# Task to carry out
Copy every record exactly. Nothing may be skipped.

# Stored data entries
══════════════════════════════
PR #7000, opened 2024-12-17
Fix a couple of issues in the slog adapter

bergundy:
## What changed?

- Always carry over the embedded `zapLogger`.
- Ensure `handler` is never `nil`.
- Allow extracting an underlying `slog.Logger`.

## Why?

Realized there are some issues using custom loggers, like the one used by the CLI.

### DIFF
--- a/common/log/slog.go
+++ b/common/log/slog.go
@@ -44,8 +44,17 @@ type handler struct {
 
 var _ slog.Handler = (*handler)(nil)
 
+// An interface that allows extracting an underlying slog logger.
+type SLogWrapper interface {
+	SLog() *slog.Logger
+}
+
 // NewSlogLogger creates an slog.Logger from a given logger.
 func NewSlogLogger(logger Logger) *slog.Logger {
+	// Try extracting and underlying slog logger (e.g. for Temporal CLI).
+	if sl, ok := logger.(SLogWrapper); ok {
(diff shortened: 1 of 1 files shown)


stephanos (approved):

pdoerner (approved):

common/log/slog.go
```diff
@@ -44,8 +44,17 @@ type handler struct {
 
 var _ slog.Handler = (*handler)(nil)
 
+// An interface that allows extracting an underlying slog logger.
+type SLogWrapper interface {
```
ychebotarev, line 48: I don't see any usage of this SLogWrapper.

ychebotarev (approved):
overall LGFM

common/log/slog.go
bergundy: Users that provide a custom logger may want to reference this interface.

I made a mistake and didn't use the Go docstring convention. Fixing.

common/log/slog.go
```diff
@@ -44,8 +44,17 @@ type handler struct {
 
 var _ slog.Handler = (*handler)(nil)
 
+// An interface that allows extracting an underlying slog logger.
```
bergundy, line 47:
```suggestion
// SLogWrapper allows extracting an underlying slog logger.
```

PR #7001, opened 2024-12-17
Add api at mutable state to track potential reapply events

xwduan:
## What changed?
Add api at mutable state to track potential reapply events, and reapply these events when needed.

## Why?
For state-based replication, we need extra fields to track events that need to reapply.

## How did you test it?
unit test.


service/history/workflow/mutable_state_impl.go
```diff
@@ -7387,3 +7394,19 @@ func (ms *MutableStateImpl) reschedulePendingActivities() error {
 
 	return nil
 }
+
+func (ms *MutableStateImpl) AddReapplyCandidateEvent(event *historypb.HistoryEvent) {
+	switch event.GetEventType() {
+	case enumspb.EVENT_TYPE_WORKFLOW_EXECUTION_SIGNALED,
```
yux0, line 7400: I guess nexus handles in a different path?

xwduan: I don't see nexus handling it: https://github.com/temporalio/temporal/blob/b44aae88e0aa255b8dc4fc6ffb1735b8f7b3519b/service/history/ndc/hsm_state_replicator.go#L140 may be looking at wrong place.

yycptt: syncHSM task is only used for state-only changes and will confirm event version history is update to date before syncing so doesn't need to handle the reapply case.

Here we need to handle nexus events as well.

service/history/workflow/mutable_state_impl.go
```diff
@@ -218,6 +218,11 @@ type (
 		activityInfosUserDataUpdated map[int64]struct{}
 		timerInfosUserDataUpdated    map[string]struct{}
 
+		// in memory fields to track potential reapply events that needs to be reapplied during workflow update
+		// should only be used in the state based replication as state based replication does not have
+		// event inside history builder
+		reapplyEventsCandidate []*historypb.HistoryEvent
```
yycptt, line 224: nit: comment that this is only for x-run reapply (from zombie wf to current wf).

service/history/workflow/context.go
yycptt, line 1: we need to do the same for ConflictResolveWorkflowExecution I think.

service/history/ndc/workflow_state_replicator.go
yycptt, line 1: Is notFound case handled? I mean syncing state for a workflow that doesn't in target cluster yet (not the continueAsNew newRun case). I thought we need to update applySnapshotWhenWorkflowNotExist as well?

service/history/workflow/mutable_state_impl.go
hai719: updated according to offline sync.

service/history/workflow/mutable_state_impl.go
hai719: updated.

service/history/workflow/context.go
hai719: updated.

service/history/ndc/workflow_state_replicator.go
hai719: added.

service/history/ndc/workflow_state_replicator.go
```diff
@@ -694,6 +694,9 @@ func (r *WorkflowStateReplicatorImpl) getNewRunMutableState(
 
 	if isStateBased {
 		newRunMutableState.InitTransitionHistory()
+		for _, event := range newRunHistory {
+			newRunMutableState.AddReapplyCandidateEvent(event)
+		}
```
yycptt, line 699: This new run (continue as new) is created by applying events so the history builder in newRunMutableState does contain those events I think.

service/history/workflow/context.go
```diff
@@ -612,15 +649,45 @@ func (c *ContextImpl) UpdateWorkflowExecutionWithNew(
...
-
-	if err := c.updateWorkflowExecutionEventReapply(
-		ctx,
-		shardContext,
-		updateMode,
-		updateWorkflowEventsSeq,
-		newWorkflowEventsSeq,
-	); err != nil {
-		return err
+	if len(updateWorkflowEventsSeq) != 0 || len(newWorkflowEventsSeq) != 0 {
```
yycptt, line 652: As commented above, I think newWorkflowEventsSeq is non-empty here. 
We need to check both xxxWorkflowEventsSeq and xxxEventReapplyCandidate and pick the non-empty one if existing for the reapply.

service/history/ndc/workflow_state_replicator.go
```diff
@@ -976,6 +991,13 @@ func (r *WorkflowStateReplicatorImpl) applySnapshotWhenWorkflowNotExist(
 	if err != nil {
 		return err
 	}
+
+	if isStateBased {
+		for _, event := range events {
+			mutableState.AddReapplyCandidateEvent(event)
```
yycptt, line 997: also need to update the ReapplyEvents call in transaction_manager_new_workflow.go

service/history/workflow/context.go
hai719: updated.

service/history/ndc/workflow_state_replicator.go
```diff
@@ -1150,7 +1170,17 @@ BackfillLoop:
...
+		}
+
+		if isStateBased {
+			// If backfill suceeds but later event reapply fails, during task's next retry,
+			// we still need to reapply events that have been stored in local DB.
+			events, err := r.historySerializer.DeserializeEvents(historyBlob.rawHistory)
+			if err != nil {
+				return common.EmptyEventTaskID, nil, err
+			}
+			eventsToReapply = append(eventsToReapply, events...)
```
yycptt, line 1183: nit: is it possible to add those events directly to ms here instead of buffering entire history in memory, return and then filter?

service/history/workflow/context.go
```diff
@@ -613,11 +647,23 @@ func (c *ContextImpl) UpdateWorkflowExecutionWithNew(
...
+		}
+	}
+
 	if err := c.updateWorkflowExecutionEventReapply(
 		ctx,
 		shardContext,
 		updateMode,
-		updateWorkflowEventsSeq,
+		eventsToReapply,
 		newWorkflowEventsSeq,
```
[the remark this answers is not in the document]
hai719: added

service/history/ndc/workflow_state_replicator.go
hai719: restructure the functions to add events directly to ms

service/history/workflow/context.go
```diff
@@ -426,15 +429,48 @@ func (c *ContextImpl) ConflictResolveWorkflowExecution(
...
-	if err := c.conflictResolveEventReapply(
-		ctx,
-		shardContext,
-		conflictResolveMode,
-		resetWorkflowEventsSeq,
-		newWorkflowEventsSeq,
-		// current workflow events will not participate in the events reapplication
-	); err != nil {
-		return err
+	if len(resetWorkflowEventsSeq) != 0 || len(newWorkflowEventsSeq) != 0 {
```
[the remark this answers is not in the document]
hai719: yes! updated as UpdateWorkflowExecutionWithNew

yycptt (approved):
══════════════════════════════
# Answer for this exercise
PR #7000, opened 2024-12-17
Fix a couple of issues in the slog adapter

bergundy:
## What changed?

- Always carry over the embedded `zapLogger`.
- Ensure `handler` is never `nil`.
- Allow extracting an underlying `slog.Logger`.

## Why?

Realized there are some issues using custom loggers, like the one used by the CLI.

### DIFF
--- a/common/log/slog.go
+++ b/common/log/slog.go
@@ -44,8 +44,17 @@ type handler struct {
 
 var _ slog.Handler = (*handler)(nil)
 
+// An interface that allows extracting an underlying slog logger.
+type SLogWrapper interface {
+	SLog() *slog.Logger
+}
+
 // NewSlogLogger creates an slog.Logger from a given logger.
 func NewSlogLogger(logger Logger) *slog.Logger {
+	// Try extracting and underlying slog logger (e.g. for Temporal CLI).
+	if sl, ok := logger.(SLogWrapper); ok {
(diff shortened: 1 of 1 files shown)


stephanos (approved):

pdoerner (approved):

common/log/slog.go
```diff
@@ -44,8 +44,17 @@ type handler struct {
 
 var _ slog.Handler = (*handler)(nil)
 
+// An interface that allows extracting an underlying slog logger.
+type SLogWrapper interface {
```
ychebotarev, line 48: I don't see any usage of this SLogWrapper.

ychebotarev (approved):
overall LGFM

common/log/slog.go
bergundy: Users that provide a custom logger may want to reference this interface.

I made a mistake and didn't use the Go docstring convention. Fixing.

common/log/slog.go
```diff
@@ -44,8 +44,17 @@ type handler struct {
 
 var _ slog.Handler = (*handler)(nil)
 
+// An interface that allows extracting an underlying slog logger.
```
bergundy, line 47:
```suggestion
// SLogWrapper allows extracting an underlying slog logger.
```

PR #7001, opened 2024-12-17
Add api at mutable state to track potential reapply events

xwduan:
## What changed?
Add api at mutable state to track potential reapply events, and reapply these events when needed.

## Why?
For state-based replication, we need extra fields to track events that need to reapply.

## How did you test it?
unit test.


service/history/workflow/mutable_state_impl.go
```diff
@@ -7387,3 +7394,19 @@ func (ms *MutableStateImpl) reschedulePendingActivities() error {
 
 	return nil
 }
+
+func (ms *MutableStateImpl) AddReapplyCandidateEvent(event *historypb.HistoryEvent) {
+	switch event.GetEventType() {
+	case enumspb.EVENT_TYPE_WORKFLOW_EXECUTION_SIGNALED,
```
yux0, line 7400: I guess nexus handles in a different path?

xwduan: I don't see nexus handling it: https://github.com/temporalio/temporal/blob/b44aae88e0aa255b8dc4fc6ffb1735b8f7b3519b/service/history/ndc/hsm_state_replicator.go#L140 may be looking at wrong place.

yycptt: syncHSM task is only used for state-only changes and will confirm event version history is update to date before syncing so doesn't need to handle the reapply case.

Here we need to handle nexus events as well.

service/history/workflow/mutable_state_impl.go
```diff
@@ -218,6 +218,11 @@ type (
 		activityInfosUserDataUpdated map[int64]struct{}
 		timerInfosUserDataUpdated    map[string]struct{}
 
+		// in memory fields to track potential reapply events that needs to be reapplied during workflow update
+		// should only be used in the state based replication as state based replication does not have
+		// event inside history builder
+		reapplyEventsCandidate []*historypb.HistoryEvent
```
yycptt, line 224: nit: comment that this is only for x-run reapply (from zombie wf to current wf).

service/history/workflow/context.go
yycptt, line 1: we need to do the same for ConflictResolveWorkflowExecution I think.

service/history/ndc/workflow_state_replicator.go
yycptt, line 1: Is notFound case handled? I mean syncing state for a workflow that doesn't in target cluster yet (not the continueAsNew newRun case). I thought we need to update applySnapshotWhenWorkflowNotExist as well?

service/history/workflow/mutable_state_impl.go
hai719: updated according to offline sync.

service/history/workflow/mutable_state_impl.go
hai719: updated.

service/history/workflow/context.go
hai719: updated.

service/history/ndc/workflow_state_replicator.go
hai719: added.

service/history/ndc/workflow_state_replicator.go
```diff
@@ -694,6 +694,9 @@ func (r *WorkflowStateReplicatorImpl) getNewRunMutableState(
 
 	if isStateBased {
 		newRunMutableState.InitTransitionHistory()
+		for _, event := range newRunHistory {
+			newRunMutableState.AddReapplyCandidateEvent(event)
+		}
```
yycptt, line 699: This new run (continue as new) is created by applying events so the history builder in newRunMutableState does contain those events I think.

service/history/workflow/context.go
```diff
@@ -612,15 +649,45 @@ func (c *ContextImpl) UpdateWorkflowExecutionWithNew(
...
-
-	if err := c.updateWorkflowExecutionEventReapply(
-		ctx,
-		shardContext,
-		updateMode,
-		updateWorkflowEventsSeq,
-		newWorkflowEventsSeq,
-	); err != nil {
-		return err
+	if len(updateWorkflowEventsSeq) != 0 || len(newWorkflowEventsSeq) != 0 {
```
yycptt, line 652: As commented above, I think newWorkflowEventsSeq is non-empty here. 
We need to check both xxxWorkflowEventsSeq and xxxEventReapplyCandidate and pick the non-empty one if existing for the reapply.

service/history/ndc/workflow_state_replicator.go
```diff
@@ -976,6 +991,13 @@ func (r *WorkflowStateReplicatorImpl) applySnapshotWhenWorkflowNotExist(
 	if err != nil {
 		return err
 	}
+
+	if isStateBased {
+		for _, event := range events {
+			mutableState.AddReapplyCandidateEvent(event)
```
yycptt, line 997: also need to update the ReapplyEvents call in transaction_manager_new_workflow.go

service/history/workflow/context.go
hai719: updated.

service/history/ndc/workflow_state_replicator.go
```diff
@@ -1150,7 +1170,17 @@ BackfillLoop:
...
+		}
+
+		if isStateBased {
+			// If backfill suceeds but later event reapply fails, during task's next retry,
+			// we still need to reapply events that have been stored in local DB.
+			events, err := r.historySerializer.DeserializeEvents(historyBlob.rawHistory)
+			if err != nil {
+				return common.EmptyEventTaskID, nil, err
+			}
+			eventsToReapply = append(eventsToReapply, events...)
```
yycptt, line 1183: nit: is it possible to add those events directly to ms here instead of buffering entire history in memory, return and then filter?

service/history/workflow/context.go
```diff
@@ -613,11 +647,23 @@ func (c *ContextImpl) UpdateWorkflowExecutionWithNew(
...
+		}
+	}
+
 	if err := c.updateWorkflowExecutionEventReapply(
 		ctx,
 		shardContext,
 		updateMode,
-		updateWorkflowEventsSeq,
+		eventsToReapply,
 		newWorkflowEventsSeq,
```
[the remark this answers is not in the document]
hai719: added

service/history/ndc/workflow_state_replicator.go
hai719: restructure the functions to add events directly to ms

service/history/workflow/context.go
```diff
@@ -426,15 +429,48 @@ func (c *ContextImpl) ConflictResolveWorkflowExecution(
...
-	if err := c.conflictResolveEventReapply(
-		ctx,
-		shardContext,
-		conflictResolveMode,
-		resetWorkflowEventsSeq,
-		newWorkflowEventsSeq,
-		// current workflow events will not participate in the events reapplication
-	); err != nil {
-		return err
+	if len(resetWorkflowEventsSeq) != 0 || len(newWorkflowEventsSeq) != 0 {
```
[the remark this answers is not in the document]
hai719: yes! updated as UpdateWorkflowExecutionWithNew

yycptt (approved):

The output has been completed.